DEPRECATION WARNING: Dangerous query method: Random Record in ActiveRecord >= 5.2
If you want to continue using order by random()
then just declare it safe by wrapping it in Arel.sql
like the deprecation warning suggests:
Model.order(Arel.sql('random()')).first # PostgreSQL
Model.order(Arel.sql('rand()')).first # MySQL
There are lots of ways of selecting a random row and they all have advantages and disadvantages but there are times when you absolutely must use a snippet of SQL in an order by
(such as when you need the order to match a Ruby array and have to get a big case when ... end
expression down to the database) so using Arel.sql
to get around this "attributes only" restriction is a tool we all need to know about.

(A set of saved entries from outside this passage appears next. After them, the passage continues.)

PR #227, opened 2022-01-19
DM-33260 hotfix: make lsstimport optional

tgoldina:
Hotfix for missed lsstimport in [DM-33260](https://jira.lsstcorp.org/browse/DM-33260).

## Checklist

- [ ] ran Jenkins

### DIFF
--- a/python/lsst/__init__.py
+++ b/python/lsst/__init__.py
@@ -1,5 +1,9 @@
 import pkgutil
 
-import lsstimport
+try:
+    import lsstimport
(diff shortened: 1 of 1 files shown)


timj (approved):
Looks good. I guess this worked before because the `lsst/__init__.py` can be picked up from `daf_butler` or `utils` but depending on import order you can hit the `pipe_base` one instead.

tgoldina:
Yes, I was installing pipe_base last.

PR #228, opened 2022-01-20
DM-33303: Allow pipelines to have dataset types with differing storage classes

timj:
If a pipeline uses a dataset type with a storage class that differs from the one in use in the butler registry, this can be okay if the storage classes are convertible.

## Checklist

- [x] ran Jenkins

### DIFF
--- a/python/lsst/pipe/base/pipeline.py
+++ b/python/lsst/pipe/base/pipeline.py
@@ -901,7 +901,7 @@ class TaskDatasetTypes:
                             # the registry definition.
                             if not is_input:
                                 datasetType = registryDatasetType
-                            _LOG.warning(
+                            _LOG.debug(
                                 "Dataset types differ (task %s != registry %s) but are compatible"
                                 " for %s in %s.",
                                 datasetType,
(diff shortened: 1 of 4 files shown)


python/lsst/pipe/base/pipeline.py
```diff
@@ -879,27 +886,51 @@ def makeDatasetTypesSet(connectionType: str, freeze: bool = True) -> NamedValueS
...
+                            # Has to be able to be converted to expect type
+                            # on put.
+                            is_compatible = registryDatasetType.is_compatible_with(datasetType)
+                        if is_compatible:
+                            # For inputs we want the pipeline to use the
+                            # pipeline definition, for outputs it should use
+                            # the registry definition.
+                            if not is_input:
+                                datasetType = registryDatasetType
+                            _LOG.warning(
```
andy-slac, line 904: Should it be `debug`?

andy-slac (approved):
Looks good, one minor comment.

python/lsst/pipe/base/pipeline.py
timj: Yes. I meant to do that -- I only had them warning to make it easy to spot them in debugging.

PR #229, opened 2022-01-22
DM-3334: Use transfer_from to transfer datasets to execution butler

timj:
Transferring the datasets using export/import is slow
because each record has to be handled separately on re-ingest.
This requires file system checks.

Use transfer_from the datastore side is handled by bulk
queries of the file_datastore_records tables and the
files are assumed to exist and so are not checked.

## Checklist

- [x] ran Jenkins

### DIFF
--- a/doc/changes/DM-33345.misc.rst
+++ b/doc/changes/DM-33345.misc.rst
@@ -1,0 +1,1 @@
+Execution butler creation time has been reduced significantly by avoiding unnecessary checks for existence of files in the datastore.
--- a/python/lsst/pipe/base/executionButlerBuilder.py
+++ b/python/lsst/pipe/base/executionButlerBuilder.py
@@ -78,6 +78,10 @@ def _accumulate(
                 # be inserted into the new registry
                 for ref in refs:
                     if ref.id is not None:
+                        # If this is a component we want the composite to be
+                        # exported.
+                        if ref.isComponent():
+                            ref = ref.makeCompositeRef()
                         exports.add(ref)
                     else:
                         if ref.isComponent():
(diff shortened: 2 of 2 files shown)


timj:
@TallJimbo it's entirely possible that this minor change will fix the problem. It's now doing a direct transfer of records from one datastore to the other and not involving the file system at all. `pipelines_check` works, with my only worry being that the execution registry that gets created is now 21 lines shorter (when doing `sqlite3 gen3.sqlite3 .dump`). I'm not entirely sure why it has shrunk and because the tags tables get renumbered between old code and new it's hard to compare the dumps (the datastore records do match).

TallJimbo:
Looking at what changed in the code, I would guess it's TAGGED and CALIBRATION  membership that's not being saved now.  But I'm not sure how `pipelines_check` is still working if that's the case.

timj:
Ah yes. So I need to do the queryDatasetAssociations stuff that is triggered previously in the export with each dataset ref that is to be exported. I could add the logic to `Butler.transfer_from()` as a boolean parameter and copy some of the code over from the export/import logic -- it doesn't seem wildly ridiculous to do that since it's directly related to the DatasetRefs that are being transferred.

TallJimbo:
:+1:, but I think you'll want an `Iterable[str]` parameter that lists the `TAGGED` and `CALIBRATION` collections to export, instead of a boolean, unless I've misinterpreted where you planned to do this.

timj:
Maybe I misread how the exporter code works. It looked at first glance that it finds all the associations attached to the datasets that are being exported. Does execution butler need the associations if the graph builder has already determined which calibrations and tagged datasets would be relevant?

TallJimbo:
The exporter only exports TAGGED and CALIBRATION memberships when the dataset is passed to `saveDatasets` _and_ the collection is passed to `saveCollection`.  But that's a very good point - the searches in collections are all done in `QuantumGraph` generation, and execution only uses `getDirect`, so we don't actually need the collection memberships anyway.  Sorry for the distraction!

TallJimbo (approved):

PR #235, opened 2022-02-19
DM-32250: add mypy configuration and typing fixes

TallJimbo:
## Checklist

- [x] ran Jenkins


mypy.ini
```diff
@@ -0,0 +1,82 @@
...
+
+[mypy-lsst.*]
+ignore_missing_imports = True
+ignore_errors = True
+
+# Do expect to import type annotations from LSST middleware dependencies that
+# should have them, but don't re-check them as they have their own mypy.ini
+# files with their own exceptions.
+
+[mypy-lsst.utils.*]
```
timj, line 21: How do we know it's importing the types from utils and resources? Also, daf_butler doesn't declare that it is types and doesn't set MYPYPATH in the table file.

timj: Ha. I see that's in lsst/daf_butler#647 ...

python/lsst/pipe/base/graph/_versionDeserializers.py
```diff
@@ -513,8 +526,8 @@ def constructGraph(
 
                 # bytes are compressed, so decompress them
                 taskDefDump = json.loads(lzma.decompress(_readBytes(start, stop)))
-                taskClass: PipelineTask = doImport(taskDefDump["taskName"])  # type: ignore
-                config: Config = taskClass.ConfigClass()  # type: ignore
+                taskClass: Type[PipelineTask] = doImport(taskDefDump["taskName"])  # type: ignore
```
timj, line 529: `doImportType` + `assert` is your friend.

python/lsst/pipe/base/pipeline.py
```diff
@@ -520,8 +530,8 @@ def addTask(self, task: Union[PipelineTask, str], label: str) -> None:
             # be defined without label which is not acceptable, use task
             # _DefaultName in that case
             if isinstance(task, str):
-                task = doImport(task)
-            label = task._DefaultName
+                task_class = doImport(task)
```
timj, line 533: `doImportType` but also, how does mypy know that `task_class._DefaultName` going to work without an assert?

python/lsst/pipe/base/pipeline.py
```diff
@@ -654,7 +664,7 @@ def _toExpandedPipelineImpl(self, checkContracts=True) -> Iterable[TaskDef]:
     def _buildTaskDef(self, label: str) -> TaskDef:
         if (taskIR := self._pipelineIR.tasks.get(label)) is None:
             raise NameError(f"Label {label} does not appear in this pipeline")
-        taskClass = doImport(taskIR.klass)
+        taskClass: Type[PipelineTask] = doImport(taskIR.klass)  # type: ignore
```
timj, line 667: `doImportType`

python/lsst/pipe/base/pipelineIR.py
```diff
@@ -837,7 +837,7 @@ def from_string(cls, pipeline_string: str):
         reason="This has been replaced with `from_uri`. will be removed after v23",
         version="v21.0,",
         category=FutureWarning,
-    )  # type: ignore
+    )
```
timj, line 840: In theory we can now remove this since v23 is out...

python/lsst/pipe/base/task.py
```diff
@@ -191,24 +218,30 @@ def __init__(self, config=None, name=None, parentTask=None, log=None):
                     loggerName = module_root + loggerName
 
         # Get a logger (that might be a subclass of logging.Logger).
-        self.log = lsst.utils.logging.getLogger(loggerName)
-        self.config = config
+        self.log: lsst.utils.logging.LsstLogAdapter = lsst.utils.logging.getLogger(loggerName)
```
timj, line 221: Why can't mypy work that out from the `utils` type annotations? If one says `x = 5` it knows that `x` is an `int`.

requirements.txt
```diff
@@ -2,9 +2,9 @@ pyyaml >= 5.1
 pydantic
 numpy >= 1.17
 networkx
-git+https://github.com/lsst/daf_butler@main#egg=daf_butler
+git+https://github.com/lsst/daf_butler@tickets/DM-32250#egg=daf_butler
```
timj, line 5: Note to remove before merging.

timj (approved):
Looks great. Biggest comment is to use `doImportType` + `assert` to check that `doImport` is returning the right type.

mypy.ini
```diff
@@ -0,0 +1,86 @@
...
+# worth adding new annotations to them.
+[mypy-lsst.pipe.base.argumentParser.*]
+disallow_untyped_defs = False
+[mypy-lsst.pipe.base.cmdLineTask.*]
+disallow_untyped_defs = False
+[mypy-lsst.pipe.base.shims.*]
+disallow_untyped_defs = False
+[mypy-lsst.pipe.base.task_logging.*]
+disallow_untyped_defs = False
+[mypy-lsst.pipe.base.timer.*]
```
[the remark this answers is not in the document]
TallJimbo: :+1: I'll move these to another little informal section with a comment to that effect.

python/lsst/pipe/base/_task_metadata.py
```diff
@@ -149,14 +149,14 @@ def to_dict(self) -> Dict[str, Any]:
         used when a simple dictionary is needed.  Use
         `TaskMetadata.from_dict()` to convert it back.
         """
-        d = {}
+        d: Dict[str, Any] = {}
```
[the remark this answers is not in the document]
TallJimbo: I assume you mean
```
Union[TaskMetadata, str, StrictFloat, StrictInt, StrictBool, StrictStr, List[StrictFloat], List[StrictInt], List[StrictBool], List[StrictStr]
```?

Can the `str | StrictStr` within that be collapsed to just `str`?

I think I'll try this but bail out if it doesn't just work.

File: python/lsst/pipe/base/_task_metadata.py [hunk 10]
```diff
@@ -392,26 +395,30 @@ def _getKeys(key):
             raise KeyError(f"Invalid key '{key}': only string keys are allowed") from None
         return keys
 
-    def keys(self):
+    def keys(self) -> Tuple[str, ...]:
```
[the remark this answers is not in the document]
TallJimbo: Probably, but `items` is actually much more problematic because it's an iterator, not a multi-pass sized iterable.

I think you can just return `KeysView(self)`, since it seems you implement a compatible `__iter__`, and returning `ValuesView(self)` and `ItemsView(self)` should work, too, if your `__getitem__` isn't too weird.

I'm not currently planning to do that on this ticket, though.

python/lsst/pipe/base/_task_metadata.py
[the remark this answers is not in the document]
timj: Oh, that first `str` is a mistake and yes it was meant to be union of all of them -- copy and paste error. These are all the types defined in the TaskMetadata pydantic model. I'm not sure if `str`, `float` etc work in the type annotations but the model itself needs StrictStr -- pydantic didn't do the right thing if it was not StrictStr -- it would cast the numbers to strings because the order of types matters to it.

python/lsst/pipe/base/pipelineIR.py
TallJimbo: I'll save this for another ticket I already have open (the one on expanded pipelines).

python/lsst/pipe/base/task.py
TallJimbo: Ok, tried - the problem appears to be the order in which MyPy processes the annotations (I think), and the fact that there's a reference to `parentTask.log` earlier in this method that MyPy can't figure out without the explicit annotation.

python/lsst/pipe/base/_task_metadata.py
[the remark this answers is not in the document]
TallJimbo: It turns out this one's tricky because conversion from `TaskMetadata` to `dict` here is recursive, and hence the type annotation would need to be recursive as well in order to be complete.  So I'll just stick to `Any` hre.

python/lsst/pipe/base/_task_metadata.py
```diff
@@ -224,7 +227,7 @@ def getAsDouble(self, key):
         """
         return float(self.__getitem__(key))
 
-    def getScalar(self, key):
+    def getScalar(self, key: str) -> Any:
```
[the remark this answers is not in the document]
TallJimbo: Done.

natelust (approved):

python/lsst/pipe/base/graph/_loadHelpers.py
```diff
@@ -20,37 +20,50 @@
...
+    from .graph import QuantumGraph
+
+
+_T = TypeVar("_T")
 
 
 # Create a custom dict that will return the desired default if a key is missing
-class RegistryDict(UserDict):
-    def __missing__(self, key):
+class RegistryDict(dict):
```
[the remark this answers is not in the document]
TallJimbo: I don't think there are any guarantees on which methods `UserDict` methods will delegate to either, though (there may be certain behavior devs have to learned to rely on from experience, but they are not documented).  Only `Mapping` and `MutableMapping` are safe in the way you describe.

python/lsst/pipe/base/graph/_versionDeserializers.py
```diff
@@ -189,8 +202,8 @@ def unpackHeader(self, rawHeader: bytes) -> Optional[str]:
         return None
 
     def constructGraph(
-        self, nodes: set[uuid.UUID], _readBytes: Callable[[int, int], bytes], universe: DimensionUniverse
-    ):
+        self, nodes: Set[uuid.UUID], _readBytes: Callable[[int, int], bytes], universe: DimensionUniverse
```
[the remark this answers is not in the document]
TallJimbo: I did not realize that `__future__ import annotations` gave us the 3.9 behavior early; I thought this was all premature.

I'll try reverting it and see if I get complaints.

python/lsst/pipe/base/graph/_loadHelpers.py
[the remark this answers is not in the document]
natelust: Oh nevermind, what I was thinking of is still in play, the other bit was just issues with the interpreter directly: See the last comment on https://stackoverflow.com/questions/1392396/advantages-of-userdict-class . You can get into a situation were using super() inheriting directly from dict does not work, but does with UserDict (though probably not important here)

Edited: The sample code is missing a closing parentheses.
I'm a fan of this solution:
Model.offset(rand(Model.count)).first
With many records, and not many deleted records, this may be more efficient. In my case I have to use .unscoped
because default scope uses a join. If your model doesn't use such a default scope, you can omit the .unscoped
wherever it appears.
Patient.unscoped.count #=> 134049
class Patient
def self.random
return nil unless Patient.unscoped.any?
until @patient do
@patient = Patient.unscoped.find rand(Patient.unscoped.last.id)
end
@patient
end
end
#Compare with other solutions offered here in my use case
puts Benchmark.measure{10.times{Patient.unscoped.order(Arel.sql('RANDOM()')).first }}
#=>0.010000 0.000000 0.010000 ( 1.222340)
Patient.unscoped.order(Arel.sql('RANDOM()')).first
Patient Load (121.1ms) SELECT "patients".* FROM "patients" ORDER BY RANDOM() LIMIT 1
puts Benchmark.measure {10.times {Patient.unscoped.offset(rand(Patient.unscoped.count)).first }}
#=>0.020000 0.000000 0.020000 ( 0.318977)
Patient.unscoped.offset(rand(Patient.unscoped.count)).first
(11.7ms) SELECT COUNT(*) FROM "patients"
Patient Load (33.4ms) SELECT "patients".* FROM "patients" ORDER BY "patients"."id" ASC LIMIT 1 OFFSET 106284
puts Benchmark.measure{10.times{Patient.random}}
#=>0.010000 0.000000 0.010000 ( 0.148306)
Patient.random
(14.8ms) SELECT COUNT(*) FROM "patients"
#also
Patient.unscoped.find rand(Patient.unscoped.last.id)
Patient Load (0.3ms) SELECT "patients".* FROM "patients" ORDER BY "patients"."id" DESC LIMIT 1
Patient Load (0.4ms) SELECT "patients".* FROM "patients" WHERE "patients"."id" = $1 LIMIT 1 [["id", 4511]]
The reason for this is because we're using rand()
to get a random ID and just do a find on that single record. However the greater the number of deleted rows (skipped ids) the more likely the while loop will execute multiple times. It might be overkill but could be worth a the 62% increase in performance and even higher if you never delete rows. Test if it's better for your use case.